Integrations and Secrets
Instead of looking at the links in the run logs of our deployments, let’s say we
wanted to post them to our #scraped-links
Slack channel. To do this, we can
make use of the Slack API and the slack-sdk
PyPI package.
The Slack SDK WebClient requires an API token to get access to our Slack Workspace, and since it’s bad practice to hardcode credentials into application code we make use of Modal’s Secrets. Secrets are snippets of data that will be injected as environment variables in the containers running your functions.
The easiest way to create Secrets is to go to the Secrets section of modal.com. You can both create a free-form secret with any environment variables, or make use of presets for common services. We’ll use the Slack preset and after filling in the necessary information we are presented with a snippet of code that can be used to post to Slack using our credentials:
import os
slack_sdk_image = modal.Image.debian_slim().pip_install("slack-sdk")
@app.function(image=slack_sdk_image, secrets=[modal.Secret.from_name("my-slack-secret")])
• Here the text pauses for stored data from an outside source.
Issue #101, opened 2024-11-01
🐛 Android client intiates sync - then nothing happens


Viceman256:
### Description

Everytime I try to sync an item, it starts to sync, then is in an orange status and never syncs anything. If I hit the cloud icon, it spins for 30 seconds then stops. Perhaps a permission issue? The app didn't request file storage access and there's no option to give it.

### Reproduction steps

1. Click Sync
2. Says sync initiated
3. Never syncs

### Screenshots

![DESCRIPTION](LINK.png)

### Platform

Android

### App Version

0.3.1 Build72

PartyDonut:
Hi 

The application uses the internal apps storage so it shouldn't need any storage permission.

One thing missing is the notifications permission, the downloader also shows a android notification. Could you try enabling that and check whether it creates a download task. 
Leaving the notifications disabled should not stop it from downloading but it does give me some more info on what is happening.

If you could also provide information on the media you're trying to sync that would be great.

Viceman256:
I don't think my email sent. 

Hi, thanks for your quick response!

I did enable notifications but unfortunately nothing changed. I just reinstalled it and wanted to reconfigure it with notifications enabled first, but it performed the same. 

I've attached a video to this email response. A screen recording. Did it attach correctly? Basically if you can see, it changes to partial status immediately and stays there. The series don't say partial but they are in the same status. 

https://imgur.com/a/acVNAqq

PartyDonut:
Strange, not sure it seems like it's not even attempting to start the download task itself. 

You do seem to be using a vpn connection it seems? The downloads at the moment are locked to requiring wi-fi that could be the reason it's not downloading anything.
Can you try downloading it using a Wi-fi connection without vpn and also make sure android doesn't think of it as a metered connection.

No logging at the moment unfortunately. 
Another thing you could try if possible, download the application for desktop and try downloading over there. If that works we can atleast pinpoint the issue to mobile.

Viceman256:
It does perform the same on wifi without VPN, but I just tried on the desktop app per your suggestion and experienced the same behavior!

I went into Jellyfin logs and found this everytime I initiate a sync:

[2024-11-04 00:06:16.185 -05:00] [INF] [6] Jellyfin.Api.Helpers.MediaInfoHelper: User policy for "Sibyl". EnablePlaybackRemuxing: True EnableVideoPlaybackTranscoding: True EnableAudioPlaybackTranscoding: True
[...]

PR #378, opened 2025-06-08
Update sync_provider.dart

Sopro2015:
## Pull Request Description

Refactored sync_provider.dart to improve download functionality and code quality:

- Used URI helpers for safer URL construction, avoiding manual string concatenation issues.
- Integrated the centralized `dioProvider` for HTTP requests.
- Added Dio interceptors to inject authentication tokens via headers.
- Enhanced error handling by specifically catching DioError exceptions.
- Migrated download progress reporting to use `downloadProgressProvider`.
- Improved logging to support localization and avoid console prints.

## Issue Being Fixed

This addresses issues with unstable download URLs, inconsistent token usage, missing download progress in UI, and unstructured error handling.

## Screenshots / Recordings

(Optional) Screenshots of the improved download process and progress UI.

## Checklist

- [x] Verified correct URL construction and API calls.
- [x] Confirmed progress updates appear in the UI.
- [x] Error handling improved and tested.

### DIFF
--- a/lib/providers/sync_provider.dart
+++ b/lib/providers/sync_provider.dart
@@ -3,6 +3,9 @@ import 'dart:convert';
 import 'dart:developer';
 import 'dart:io';
 
+import 'package:dio/dio.dart';
+import 'dart:io';
+
 import 'package:flutter/foundation.dart';
 import 'package:flutter/material.dart';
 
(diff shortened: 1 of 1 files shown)


PartyDonut:
Hi, thanks for looking at fixing this and I appreciate the enthusiasm. However I'm not sure how this fixes the issue, and if it doesn't include issues in all the other platforms.

My first question would be what was the actual issue causing the background downloader to fail? The Android downloads did work for most people so there must be something specific to those few. Replacing the entire download process to fix an unknown might not be the best course of action.

The only real change in the http request itself seems to be that you added the api key to the header of each download. would this not also fix the downloads for the background downloader?

The background downloader was also chosen for its implementation of queuing, pausing and things like notifications or max concurrent downloads, this seems to not implement those things?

def bot_token_msg(channel, message):
import slack_sdk
client = slack_sdk.WebClient(token=os.environ["SLACK_BOT_TOKEN"])
client.chat_postMessage(channel=channel, text=message)
Copy that code as-is, then amend the daily_scrape
function to call
bot_token_msg
.
@app.function(schedule=modal.Period(days=1))
def daily_scrape():
urls = ["http://modal.com", "http://github.com"]
for links in get_links.map(urls):
for link in links:
bot_token_msg.remote("scraped-links", link)
Note that we are freely making function calls across completely different container images, as if they were regular Python functions in the same program.
We rerun the script which overwrites the old deploy with our updated code, and now we get a daily feed of our scraped links in our Slack channel 🎉
Summary
We have shown how you can use Modal to develop distributed Python data applications using custom containers. Through simple constructs we were able to add parallel execution. With the change of a single line of code were were able to go from experimental development code to a deployed application. The full code of this example can be found here. We hope this overview gives you a glimpse of what you are able to build using Modal.